- [YOUR ASSIGNMENT]:
Output the entries that follow, word for word.

<<<<

PR #9010, opened 2024-05-07
SecuritySerializer: ensure pack separator will not be conflicted with serialized fields

shirsa:

## Description

This PR fixes a bug in `SecuritySerializer` module, where the serialized data may contain the value of the `sep` used to distinguish between the serialized fields. In that case, the fields split will be incorrect and the signature verify will fail.
Here, I encode binary values to base64, to prevent the data will contain the  separator

### DIFF
--- a/celery/security/serialization.py
+++ b/celery/security/serialization.py
@@ -55,37 +55,20 @@ class SecureSerializer:
     def _pack(self, body, content_type, content_encoding, signer, signature,
               sep=str_to_bytes('\x00\x01')):
         fields = sep.join(
-            ensure_bytes(s) for s in [signer, signature, content_type,
-                                      content_encoding, body]
+            ensure_bytes(s) for s in [b64encode(signer), b64encode(signature),
+                                      content_type, content_encoding, body]
         )
         return b64encode(fields)
 
     def _unpack(self, payload, sep=str_to_bytes('\x00\x01')):
         raw_payload = b64decode(ensure_bytes(payload))
-        first_sep = raw_payload.find(sep)
-
-        signer = raw_payload[:first_sep]
-        signer_cert = self._cert_store[signer]
-
-        # shift 3 bits right to get signature length
-        # 2048bit rsa key has a signature length of 256
-        # 4096bit rsa key has a signature length of 512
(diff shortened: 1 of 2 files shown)


shirsa:
@auvipy @Nusnus 
Can you check please?
Thanks :)

celery/security/serialization.py
```diff
@@ -55,37 +55,20 @@ def deserialize(self, data):
...
-            ensure_bytes(s) for s in [signer, signature, content_type,
-                                      content_encoding, body]
+            ensure_bytes(s) for s in [b64encode(signer), b64encode(signature),
+                                      content_type, content_encoding, body]
         )
         return b64encode(fields)
 
     def _unpack(self, payload, sep=str_to_bytes('\x00\x01')):
         raw_payload = b64decode(ensure_bytes(payload))
-        first_sep = raw_payload.find(sep)
```
auvipy, line 65: I would like to know bit more detail about the changes proposed, care to provide bit more?

shirsa: Sure @auvipy . This is the logic that we have today for unpacking the serialized data:
1. extract signer and `signature_start_index` using first appearance of `sep`
2. get signature bytes according to `signature_start_index` and signature length. Note, that we assume. here that the signature is decoded as-is in the raw_payload, so we can use the signature length to calculate `signature_end_index`
3. extract all other fields from remaining bytes using split by `sep`

The proposed solution simplifies this process, by assuming that the `sep` bytes can be present in the payload only as separators (and not randomly be as part of signature bytes, for example). Since we guarantee that when we encode the binary data using `base64` (which will not contain `\x00\x01`).
With that assumption, we can just split all fields according to `sep` and get all fields at once.
The only exception here is the `body` itself, which may contain the `sep` bytes inside. Since the body is encoded to the end of the payload, we can limit the number of splits according to `sep`, to prevent more splits in that case.
(We can also encode the body as base64 and then we can assure `sep` will not be in `body` as well, but I like this better since it is more performant).

shirsa:
@auvipy I added a small commit

auvipy (approved):

PR #8491, opened 2023-09-08
Add a Task class specialised for Django

browniebroke:
*Note*: Before submitting this pull request, please review our [contributing
guidelines](https://docs.celeryq.dev/en/main/contributing.html).

## Description

Add a task specialised to use with Django. Offers an API to call `.delay()` on tasks at the end of the database transaction. 

- [x] Add task to the codebase
- [x] Add docs
- [x] Add tests 

## Rationale

A common pitfall using Celery with Django is to call `.delay()` in a middle of a database transaction and have the task start executing before the transaction is committed. I think it's partly due to the fact that doing the call properly is a bit cumbersome. 

This PR adds a specialised task that aim at offering a nicer API for it. I've added the initial code and some docs to explain how it would be used, but before going further, I'd like to know whether this would be a welcome addition or if it's considered too out of scope.

PR #9038, opened 2024-05-22
Fix detection of custom task set as class attribute with Django

browniebroke:

## Description

Fix for feature added in 

- https://github.com/celery/celery/pull/8491

As reported in [a comment on the pull request
](https://github.com/celery/celery/pull/8491#issuecomment-2119191201), this feature breaks in case the user customised their task via a class attribute, and have Django installed:

```python
class CeleryApp(Celery):
    registry_cls = 'tenant_schemas_celery.registry:TenantTaskRegistry'
    task_cls = 'tenant_schemas_celery.task:TenantTask'
```

- [x] Add a test to cover this use case
- [x] When such task is defined, don't use the built-in `DjangoTask`

### DIFF
--- a/celery/app/base.py
+++ b/celery/app/base.py
@@ -240,7 +240,12 @@ class Celery:
         self.loader_cls = loader or self._get_default_loader()
         self.log_cls = log or self.log_cls
         self.control_cls = control or self.control_cls
-        self._custom_task_cls_used = bool(task_cls)
+        self._custom_task_cls_used = (
+            # Custom task class provided as argument
+            bool(task_cls)
+            # subclass of Celery with a task_cls attribute
+            or self.__class__ is not Celery and hasattr(self.__class__, 'task_cls')
+        )
         self.task_cls = task_cls or self.task_cls
         self.set_as_current = set_as_current
         self.registry_cls = symbol_by_name(self.registry_cls)
--- a/t/unit/fixups/test_django.py
+++ b/t/unit/fixups/test_django.py
@@ -103,7 +103,7 @@ class test_DjangoFixup(FixupCase):
             self.sigs.worker_init.connect.assert_called_with(f.on_worker_init)
             assert self.app.loader.now == f.now
 
-            # Specialized Task class is used
+            # Specialized DjangoTask class is used
             assert self.app.task_cls == 'celery.contrib.django.task:DjangoTask'
             from celery.contrib.django.task import DjangoTask
             assert issubclass(f.app.Task, DjangoTask)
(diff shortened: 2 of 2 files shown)


celery/app/base.py
```diff
@@ -240,7 +240,12 @@ def __init__(self, main=None, loader=None, backend=None,
         self.loader_cls = loader or self._get_default_loader()
         self.log_cls = log or self.log_cls
         self.control_cls = control or self.control_cls
-        self._custom_task_cls_used = bool(task_cls)
+        self._custom_task_cls_used = (
```
maciej-gol, line 243: What about dropping the whole attribute here, and instead doing the following comparison in the fixup code:

```python
from celery.app import Celery
if self.task_cls == Celery.task_cls:
    <task cls wasn't overriden, proceed with task override>
```
?

This should, I think, significantly simplify the code.

browniebroke: What if the user wants to override Celery to not use the DjangoTask, but the default Calary task?

maciej-gol: There is no functional difference between `Task` and `DjangoTask` (DT is a strict functional superset of T), so the only cases where this matters are subclass/instance checks which already sound shady and trying to support these sounds like a can of worms, hm? 

If they _really_ want `Task` and not `DT`, then maybe they are also considering disabling the whole django fixup.

browniebroke: Yes it _should_ be fine, and I'm probably being extra careful.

>>>>

- [EXPECTED OUTPUT]:
PR #9010, opened 2024-05-07
SecuritySerializer: ensure pack separator will not be conflicted with serialized fields

shirsa:

## Description

This PR fixes a bug in `SecuritySerializer` module, where the serialized data may contain the value of the `sep` used to distinguish between the serialized fields. In that case, the fields split will be incorrect and the signature verify will fail.
Here, I encode binary values to base64, to prevent the data will contain the  separator

### DIFF
--- a/celery/security/serialization.py
+++ b/celery/security/serialization.py
@@ -55,37 +55,20 @@ class SecureSerializer:
     def _pack(self, body, content_type, content_encoding, signer, signature,
               sep=str_to_bytes('\x00\x01')):
         fields = sep.join(
-            ensure_bytes(s) for s in [signer, signature, content_type,
-                                      content_encoding, body]
+            ensure_bytes(s) for s in [b64encode(signer), b64encode(signature),
+                                      content_type, content_encoding, body]
         )
         return b64encode(fields)
 
     def _unpack(self, payload, sep=str_to_bytes('\x00\x01')):
         raw_payload = b64decode(ensure_bytes(payload))
-        first_sep = raw_payload.find(sep)
-
-        signer = raw_payload[:first_sep]
-        signer_cert = self._cert_store[signer]
-
-        # shift 3 bits right to get signature length
-        # 2048bit rsa key has a signature length of 256
-        # 4096bit rsa key has a signature length of 512
(diff shortened: 1 of 2 files shown)


shirsa:
@auvipy @Nusnus 
Can you check please?
Thanks :)

celery/security/serialization.py
```diff
@@ -55,37 +55,20 @@ def deserialize(self, data):
...
-            ensure_bytes(s) for s in [signer, signature, content_type,
-                                      content_encoding, body]
+            ensure_bytes(s) for s in [b64encode(signer), b64encode(signature),
+                                      content_type, content_encoding, body]
         )
         return b64encode(fields)
 
     def _unpack(self, payload, sep=str_to_bytes('\x00\x01')):
         raw_payload = b64decode(ensure_bytes(payload))
-        first_sep = raw_payload.find(sep)
```
auvipy, line 65: I would like to know bit more detail about the changes proposed, care to provide bit more?

shirsa: Sure @auvipy . This is the logic that we have today for unpacking the serialized data:
1. extract signer and `signature_start_index` using first appearance of `sep`
2. get signature bytes according to `signature_start_index` and signature length. Note, that we assume. here that the signature is decoded as-is in the raw_payload, so we can use the signature length to calculate `signature_end_index`
3. extract all other fields from remaining bytes using split by `sep`

The proposed solution simplifies this process, by assuming that the `sep` bytes can be present in the payload only as separators (and not randomly be as part of signature bytes, for example). Since we guarantee that when we encode the binary data using `base64` (which will not contain `\x00\x01`).
With that assumption, we can just split all fields according to `sep` and get all fields at once.
The only exception here is the `body` itself, which may contain the `sep` bytes inside. Since the body is encoded to the end of the payload, we can limit the number of splits according to `sep`, to prevent more splits in that case.
(We can also encode the body as base64 and then we can assure `sep` will not be in `body` as well, but I like this better since it is more performant).

shirsa:
@auvipy I added a small commit

auvipy (approved):

PR #8491, opened 2023-09-08
Add a Task class specialised for Django

browniebroke:
*Note*: Before submitting this pull request, please review our [contributing
guidelines](https://docs.celeryq.dev/en/main/contributing.html).

## Description

Add a task specialised to use with Django. Offers an API to call `.delay()` on tasks at the end of the database transaction. 

- [x] Add task to the codebase
- [x] Add docs
- [x] Add tests 

## Rationale

A common pitfall using Celery with Django is to call `.delay()` in a middle of a database transaction and have the task start executing before the transaction is committed. I think it's partly due to the fact that doing the call properly is a bit cumbersome. 

This PR adds a specialised task that aim at offering a nicer API for it. I've added the initial code and some docs to explain how it would be used, but before going further, I'd like to know whether this would be a welcome addition or if it's considered too out of scope.

PR #9038, opened 2024-05-22
Fix detection of custom task set as class attribute with Django

browniebroke:

## Description

Fix for feature added in 

- https://github.com/celery/celery/pull/8491

As reported in [a comment on the pull request
](https://github.com/celery/celery/pull/8491#issuecomment-2119191201), this feature breaks in case the user customised their task via a class attribute, and have Django installed:

```python
class CeleryApp(Celery):
    registry_cls = 'tenant_schemas_celery.registry:TenantTaskRegistry'
    task_cls = 'tenant_schemas_celery.task:TenantTask'
```

- [x] Add a test to cover this use case
- [x] When such task is defined, don't use the built-in `DjangoTask`

### DIFF
--- a/celery/app/base.py
+++ b/celery/app/base.py
@@ -240,7 +240,12 @@ class Celery:
         self.loader_cls = loader or self._get_default_loader()
         self.log_cls = log or self.log_cls
         self.control_cls = control or self.control_cls
-        self._custom_task_cls_used = bool(task_cls)
+        self._custom_task_cls_used = (
+            # Custom task class provided as argument
+            bool(task_cls)
+            # subclass of Celery with a task_cls attribute
+            or self.__class__ is not Celery and hasattr(self.__class__, 'task_cls')
+        )
         self.task_cls = task_cls or self.task_cls
         self.set_as_current = set_as_current
         self.registry_cls = symbol_by_name(self.registry_cls)
--- a/t/unit/fixups/test_django.py
+++ b/t/unit/fixups/test_django.py
@@ -103,7 +103,7 @@ class test_DjangoFixup(FixupCase):
             self.sigs.worker_init.connect.assert_called_with(f.on_worker_init)
             assert self.app.loader.now == f.now
 
-            # Specialized Task class is used
+            # Specialized DjangoTask class is used
             assert self.app.task_cls == 'celery.contrib.django.task:DjangoTask'
             from celery.contrib.django.task import DjangoTask
             assert issubclass(f.app.Task, DjangoTask)
(diff shortened: 2 of 2 files shown)


celery/app/base.py
```diff
@@ -240,7 +240,12 @@ def __init__(self, main=None, loader=None, backend=None,
         self.loader_cls = loader or self._get_default_loader()
         self.log_cls = log or self.log_cls
         self.control_cls = control or self.control_cls
-        self._custom_task_cls_used = bool(task_cls)
+        self._custom_task_cls_used = (
```
maciej-gol, line 243: What about dropping the whole attribute here, and instead doing the following comparison in the fixup code:

```python
from celery.app import Celery
if self.task_cls == Celery.task_cls:
    <task cls wasn't overriden, proceed with task override>
```
?

This should, I think, significantly simplify the code.

browniebroke: What if the user wants to override Celery to not use the DjangoTask, but the default Calary task?

maciej-gol: There is no functional difference between `Task` and `DjangoTask` (DT is a strict functional superset of T), so the only cases where this matters are subclass/instance checks which already sound shady and trying to support these sounds like a can of worms, hm? 

If they _really_ want `Task` and not `DT`, then maybe they are also considering disabling the whole django fixup.

browniebroke: Yes it _should_ be fine, and I'm probably being extra careful.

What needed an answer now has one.